Fachkräftemangel – nur ein schlechter Scherz?

In den politischen und in den medialen Debatten zum Thema Arbeitsmarkt ist immer wieder vom Fachkräftemangel als Herausforderung die Rede. Doch was heißt Fachkräftemangel überhaupt? 

Wir sollten in der ganzen Debatte die verschiedenen Situationen und Fachbegriffe unterscheiden. 

Begriffserklärung

Arbeitskräftemangel

Von einem Arbeitskräftemangel kann gesprochen werden, wenn die Nachfrage an Arbeitskräften dauerhaft über dem bestehenden Arbeitsangebot liegt. Das bedeutet, dass Betriebe mehr Stellen zu besetzen haben als Arbeitskräfte zur Verfügung stehen. Betriebe erhalten dann beispielsweise auf Stellenausschreibungen keine oder nur wenige Bewerbungen. Als Arbeitskräfte werden, unabhängig von ihrer Qualifikation, alle arbeitsfähigen Personen bezeichnet.

Fachkräftemangel

Unter Fachkräften werden Personen verstanden, die eine anerkannte akademische Ausbildung oder eine anerkannte mindestens zweijährige Berufsausbildung nachweisen können. 

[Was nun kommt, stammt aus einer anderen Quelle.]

PR #398, opened 2024-04-01
Support type representations in general

plcplc:
### What

This PR adds support for type representations for base types and domain types, building on top of the existing support for type representation hinting of enum types.

Note that the wide numeric types default to numeric representation, see the comment in the code. This will be relayed in the user docs in a follow-up PR.

### How

We introduce a new field `introspectionOptions.typeRepresentations` containing defaults for common built-in base types.

### DIFF
--- a/crates/configuration/src/version3/mod.rs
+++ b/crates/configuration/src/version3/mod.rs
@@ -104,7 +104,10 @@ pub async fn introspect(
             &args
                 .introspection_options
                 .introspect_prefix_function_comparison_operators,
-        );
+        )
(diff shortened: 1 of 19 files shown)


crates/configuration/src/version3/mod.rs
```diff
@@ -193,6 +195,103 @@ pub async fn introspect(
     })
 }
 
+fn base_type_representations() -> database::TypeRepresentations {
```
soupi, line 198: Let's add a comment saying what this is please.

soupi (approved):
Nice!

Auch wenn rein rechnerisch die gesamtwirtschaftliche Nachfrage durch das bestehende Angebot gedeckt wird, kann es trotzdem zu einer Mangelsituation kommen. Von einem Fachkräftemangel kann gesprochen werden, wenn die Nachfrage an Fachkräften über einen längeren Zeitraum nicht mehr nachgekommen werden kann. Ein Fachkräftemangel kann so die gesamte Wirtschaft betreffen. Dies zeigt sich jedoch eher selten und nur in bestimmten Regionen oder Berufsgruppen. Ein sogenannter Fachkräftemangel tritt häufig nicht dauerhaft auf, sondern die Wirkungsweise des freien Arbeitsmarktes begrenzt das Phänomen zeitlich. So kann es zu einer Arbeitlosigkeit kommen, wenn die Qualifikationen der Arbeitslosen nicht mit den benötigten Qualifikationen der Arbeitgeber übereinstimmen. Die Wirtschaft  spricht dann von einem sogenannten Mismatch (Fehlanpassung). 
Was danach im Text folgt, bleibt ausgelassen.